# Its that time of year, AC not working



## falconbrother (Apr 27, 2009)

Hi all, I have an Air Conditioner problem and I think it's the control board.  I have a gas pack and AC.  The heat worked fine all winter.  The Compressor unit outside is a Goodman that was replaced a year and a half ago.  The blower is a Trane and it was installed in 1998.  About two weeks ago I turned on the air to test it.  The blower came on but the compressor did not.  I waited a day.  Turned the system on and everything worked great.  I tried it on Saturday and nothing at all.  I believe that the thermostat is not the problem.  I had a good thermostat on it and tried a new one.  Still nothing.  My next try will be to see if I can diagnose the control (circuit) board.  Apparently these things self diagnose with a green or red light.  I check all circuit breakers.  They are fine.  I checked all switches, fine.  My guess is now that it's a possible short or the control board.  I believe that the outside unit is fine but, is not getting a command from the control board to turn on.  

Any thoughts??


----------



## kok328 (Apr 27, 2009)

What are the voltage readings on the contactor coil for the compressor at the time of call for cool (24VAC)?


----------



## falconbrother (Apr 27, 2009)

I haven't checked it yet.  I planned to do that today.  HVAC is pretty new to me.  I was an aircraft mechanic for 5 years and do all my own car repairs, but HVAC is a bit of a stranger.  I followed the repair guy around the last time it was worked on (year and a half ago) and it seemed, overall, pretty logical.  I will check it out.  Suppose it reads 24 volts, what does that tell me?

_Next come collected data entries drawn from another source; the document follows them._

PR #4, opened 2019-02-15
Initialized as a module

kixelated:
Required to use go.mod's `replace` directive for local development.


Sean-Der:
Nice, would you mind dropping the `errors` package also in this commit?

Just replace all the calls to `errors.Errorf` -> `fmt.Errorf` just nice to have 0 dependencies to worry about

PR #9, opened 2019-02-20
Add fuzzer

maxhawkins:
This will help us find crashing bugs in the Marhsal / Unmarhsal functions.


backkem:
Maybe we should come up with some conventions around fuzzing. It seems even this repo may end up having multiple fuzzers. I'd suggest something similar to the `go test` conventions:
- Name the file `target_fuzz.go`, e.g.: `packet_fuzz.go` in this case.
- Name the working directory `fuzzer_target`, e.g.: `fuzzer_packet.go` in this case.
Thoughts @maxhawkins?

maxhawkins:
Good point. I think I need to experiment with the `go-fuzz-build -f` flag.

Another question is where to put the corpus files. For SDP I have a 32m corpus inherited from Chrome's. Is git-lfs enabled on this repo?

backkem:
Keeping these libraries easily go-gettable seems important. Maybe we can make a separate repo (E.g.: pions/fuzz) to hold the corpus(es) to avoid bloating library downloads? The fuzzer could be instrumented to check this repo out.

PR #10, opened 2019-02-21
Optimize h.264 NAL splitting

kixelated:
It's not a bottleneck, I just thought there was a bug and then got
carried away. It's probably faster on larger NALUs.

As compared to `emitNalu`:
```
name        old time/op  new time/op  delta
nextNALU-8  40.1ns ± 0%  22.6ns ± 1%  -43.48%
```

### DIFF
--- a/codecs/h264_packet_test.go
+++ b/codecs/h264_packet_test.go
@@ -2,48 +2,79 @@ package codecs
 
 import (
 	"testing"
+
+	"github.com/stretchr/testify/assert"
 )
 
 func TestH264Payloader_Payload(t *testing.T) {
+	assert := assert.New(t)
+
 	pck := H264Payloader{}
 	payload := []byte{0x90, 0x90, 0x90}
 
 	// Positive MTU, nil payload
 	res := pck.Payload(1, nil)
-	if len(res) != 0 {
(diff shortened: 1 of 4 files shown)


codecs/h264_packet_test.go
```diff
@@ -0,0 +1,48 @@
...
+
+	input := []byte{
+		0x00, 0x00, 0x00, 0x01, 0x67, 0x42, 0x00, 0x1f, 0x01,
+		0x00, 0x00, 0x01, 0x80, 0x00, 0x00, 0x03, 0x00, 0x7a,
+		0x00, 0x00, 0x00, 0x01, 0xab, 0xbc, 0xef,
+	}
+
+	// The first NALU is empty to trim off the start code.
+	nalu, input := nextNALU(input)
+	assert.Len(nalu, 0)
```
maxhawkins: Personal opinion: I don't think test helpers are that helpful.

```go
if len(nalu) != 0 {
  t.Fatalf("nextNalu() returned empty result")
}
```

Is more readable and doesn't need an extra dependency.

Sean-Der:
Mass closing things with over 1 year of inactivity. If anyone is interested this looks like a really fantastic change, probably just need to rebase and should be fine :)

Issue #1, opened 2018-12-26
crasher in codecs.VP8Packet


maxhawkins:
I encountered this out of bounds panic while parsing a malformed VP8 packet.

```
panic: runtime error: slice bounds out of range

goroutine 35 [running]:
github.com/pions/webrtc/pkg/rtp/codecs.(*VP8Packet).Unmarshal(0xc0001c0060, 0xc0015017a0, 0x567, 0xd80, 0x1035, 0xc001ae6c00, 0xace)
        /Users/max/go/pkg/mod/github.com/pions/webrtc@v1.2.0/pkg/rtp/codecs/vp8_packet.go:115 +0x18e
github.com/pions/webrtc/pkg/media/samplebuilder.(*SampleBuilder).buildSample(0xc0012da000, 0xc0001f10e3, 0xc0000a8390)
        /Users/max/go/pkg/mod/github.com/pions/webrtc@v1.2.0/pkg/media/samplebuilder/samplebuilder.go:63 +0x103
github.com/pions/webrtc/pkg/media/samplebuilder.(*SampleBuilder).Pop(0xc0012da000, 0xc000229e58)
        /Users/max/go/pkg/mod/github.com/pions/webrtc@v1.2.0/pkg/media/samplebuilder/samplebuilder.go:101 +0x87
main.(*Demo).handleTrack(0xc000136000, 0x4465980, 0xc0000a8380, 0xc0001e0420)
        /Users/max/projects/asciirtc/main.go:171 +0x5d2
main.(*Demo).Match.func2.1()
        /Users/max/projects/asciirtc/main.go:93 +0x45
sync.(*Once).Do(0xc0001de030, 0xc0001c7f78)
        /usr/local/Cellar/go/1.11.2/libexec/src/sync/once.go:44 +0xb3
main.(*Demo).Match.func2(0xc0001e0420)
        /Users/max/projects/asciirtc/main.go:92 +0x7b
github.com/pions/webrtc.(*RTCPeerConnection).onTrack.func1(0xc0001e8030, 0xc0001e0420, 0xc000144008)
        /Users/max/go/pkg/mod/github.com/pions/webrtc@v1.2.0/rtcpeerconnection.go:300 +0x30
created by github.com/pions/webrtc.(*RTCPeerConnection).onTrack
        /Users/max/go/pkg/mod/github.com/pions/webrtc@v1.2.0/rtcpeerconnection.go:299 +0xef
```

PR #11, opened 2019-02-26
Checks on VP8 codecs Unmarshal

Antonito:
This is still a work in progress

We should implement basic checks on each Unmarshal function such has:
- the payload size is at least equal to the header's size
- check the PayloadType of the RTP packet
- additional checks to prevent any BoF
What do you think ? :)

Should fix https://github.com/pions/rtp/issues/1 and IVF unit tests on https://github.com/pions/webrtc/pull/445

### DIFF
--- a/codecs/vp8_packet.go
+++ b/codecs/vp8_packet.go
@@ -1,6 +1,10 @@
 package codecs
 
-import "github.com/pions/rtp"
+import (
+	"fmt"
+
+	"github.com/pions/rtp"
+)
 
 // VP8Payloader payloads VP8 packets
 type VP8Payloader struct{}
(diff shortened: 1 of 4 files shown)


Sean-Der:
This is a 👍 from me!

Mind adding a simple test, and yourself to the `README.md` ? Then CI should go green
I would also add `Relates to #1` in your commit message, then it will auto link to the issue.

codecs/vp8_packet.go
```diff
@@ -79,6 +83,11 @@ type VP8Packet struct {
 func (p *VP8Packet) Unmarshal(packet *rtp.Packet) ([]byte, error) {
 	payload := packet.Payload
 
+	// If lower than the required header size, malformed header
+	if len(payload) < 4 {
+		return nil, fmt.Errorf("empty payload")
```
Sean-Der: I would delete the comment and put it in the errorf `Payload is not large enough to container header`

codecs/vp8_packet_test.go
```diff
@@ -0,0 +1,94 @@
+package codecs
+
+import (
+	"fmt"
+	"testing"
+
+	"github.com/pions/rtp"
+	"github.com/stretchr/testify/assert"
```
Sean-Der: Sorry mind dropping the dependency :( when users import it will get added to their modules (so trying to avoid adding things)

PR #14, opened 2019-03-08
Switch MarshalTo from append to write

kixelated:
This is a lot more consistent with the stdlib when dealing with lower
level byte slices. The idea is that the code will error if the buffer is
too small, rather than silently append. The `MarshalSize` method allows
you to know the exact size required so there's no reason why you can't
allocate the right amount of memory.


kixelated:
And yeah, this is me back-tracking from the original code review where I wanted to append while you guys wanted to write. The big difference is that we check the bounds and never append.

I dont think the compressor is getting a call at all.  That's my gut feeling.  The compressor has about one and a third summers on it.  I cant imagine that it is the problem.


----------



## kok328 (Apr 27, 2009)

Working backwards from the compressor:
The compressor is 240VAC.  It is held out from running via a contactor.  The contactor has a 24VAC coil on it that, when is energized by the t-stat (call for cool or heat on a heat pump unit), the coil closes the contactor to engerizes the compressor.  If your not getting the 24VAC signal to the contactor coil then the contactor won't close to complete the circuit to engage the compressor.  The T-stat in turn gets it's 24VAC power from a 120VAC-24VAC step down transformer located in the furnace cabinet.  The T-stat directs this voltage to the appropriate terminal in the terminal strip inside the furnace cabinet depending on the T-stat setting.  If you have 24VAC on the red wire from the tstat, then the transformer is working.  If you suspect the t-stat, you can temporarily jump R,G,Y under one wire nut and the system should be making cold.  If not, let me know which component is not working (condensor, condensor fan, blower fan).  Lastly, if applicable, you may have an open pressure switch, indicating a leak and/or a need for a freon charge.  Let me know what you find.


----------



## falconbrother (Apr 28, 2009)

You rock dude.  Seriously.  Thanks!


----------



## falconbrother (Apr 28, 2009)

If this matters, I did climb up in the attic and open up the furnace/blower.  I turned off the power.  Opened her up and turned the power back on and held the safety switch down to see if the green or red light was on.  There is no light at all.  The whole thing is dead.  

I have, in the past, had an old Singer outside unit that bugs would get in and clog up what I assume is the contactor.  I turned off the power and freed it up.  Everything worked good after that.  I did notice that the blower would still work when the outside unit wouldn't come on.  Of course, that was a heat pump and I have a gas heat and AC now so it might be different.  I did take the cover off of the outside unit and looked around.  I didn't put a multi meter to it though.  

The control board for my system is like 89 bucks new on ebay.  It looks slightly different but, I cross referenced on two web sites and it looks like Trane (White-Rogers) has a new and better board that supersedes my old one. 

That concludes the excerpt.